Excellent! Pretty cool that you got it to flower. I bought one this year about the same size as yours so hopeful it might bloom this coming year.


----------



## phrag guy (Nov 9, 2014)

very nice to see


----------



## tomkalina (Nov 9, 2014)

It's a great, miniature species. It was originally found stream-side in Venezuela completely submerged during the rainy season, and collected for the aquarium trade as it was assumed to be an aquatic plant. Obviously, it did not survive long as an aquatic plant planted in aquarium gravel! The species has never realized it's full potential as a parent in hybridizing, although the hybrid Phrag. Amazon Pixie (x fischeri) IMHO may have good potential, and Will Chantry (x besseae) is a favorite of those with limited growing space.


----------



## SlipperFan (Nov 9, 2014)

It's a sweetie. I'd like to see it crossed with Phrag. caricinum.


----------



## Linus_Cello (Nov 10, 2014)

tomkalina said:


> It's a great, miniature species. It was originally found stream-side in Venezuela completely submerged during the rainy season, and collected for the aquarium trade as it was assumed to be an aquatic plant. Obviously, it did not survive long as an aquatic plant planted in aquarium gravel! The species has never realized it's full potential as a parent in hybridizing, although the hybrid Phrag. Amazon Pixie (x fischeri) IMHO may have good potential, and Will Chantry (x besseae) is a favorite of those with limited growing space.

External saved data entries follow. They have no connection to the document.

PR #219, opened 2022-02-02
Fix handle drift #205

### LINKED ISSUE #205: Handle drift - general
as we did in https://github.com/env0/terraform-provider-env0/pull/202

we need to do that for ALL of our resources.

Generally:
- add a condition check for determine if (isNotANewResource && NotFound/Deleted) then
- call `setId("")` to invoke destroy
- now state is synced.

samuel-br:
fixes #205

### DIFF
--- a/client/api_client_mock.go
+++ b/client/api_client_mock.go
@@ -181,11 +181,11 @@ func (mr *MockApiClientInterfaceMockRecorder) ConfigurationVariableUpdate(arg0 i
 	return mr.mock.ctrl.RecordCallWithMethodType(mr.mock, "ConfigurationVariableUpdate", reflect.TypeOf((*MockApiClientInterface)(nil).ConfigurationVariableUpdate), arg0)
 }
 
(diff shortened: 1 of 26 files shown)


razbensimon:
@samuel-br Yo!

just here to note that we had [that](https://github.com/env0/terraform-provider-env0/pull/202) PR to fix that for templates.
Also please note that on most of resources, probably need to fix it in the regular way as Arel mentioned [here](https://github.com/env0/terraform-provider-env0/issues/155).
See [these lines from aws TF provider](https://github.com/hashicorp/terraform-provider-aws/blob/e86fca35f8f14709be928028a5550f29bbb21bc6/internal/service/s3/bucket.go#L830-L834) for an example. 👈🏼

samuel-br:
@razbensimon yap, I looked over what you fixed before, but as you mentioned not all resources  have `isDeleted` in response body, so my way here is to check err is 404, correct me if I wrong here please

An emergent aquatic phrag? I'll have to remember this plant for my future Poison Dart Frog terrarium (when I have more time, money, and can raise fruit flies).


----------



## Lmpgs (Nov 10, 2014)

Nice!! Thanks for sharing!


----------



## tomkalina (Nov 10, 2014)

......and I think (klotzscheanum x humboldtii) may produce really nice small growing long-petalled, colorful hybrids for those with limited growing space.


----------



## SlipperFan (Nov 10, 2014)

Are you making that cross, Tom?


----------



## tomkalina (Nov 10, 2014)

Hi Dot,

Yes, I've saved some pollen from our humboldtii 'Mahogany Run' clone and will use it to pollinate the klotzscheanum, then use the klotz pollen on a fischeri or andreetae.


----------



## MaryPientka (Nov 11, 2014)

interesting crosses . . .


----------



## Silvan (Nov 12, 2014)

very cute little thing. We don't see that species very often. Thanks for sharing


----------



## Drorchid (Nov 14, 2014)

tomkalina said:


> ......and I think (klotzscheanum x humboldtii) may produce really nice small growing long-petalled, colorful hybrids for those with limited growing space.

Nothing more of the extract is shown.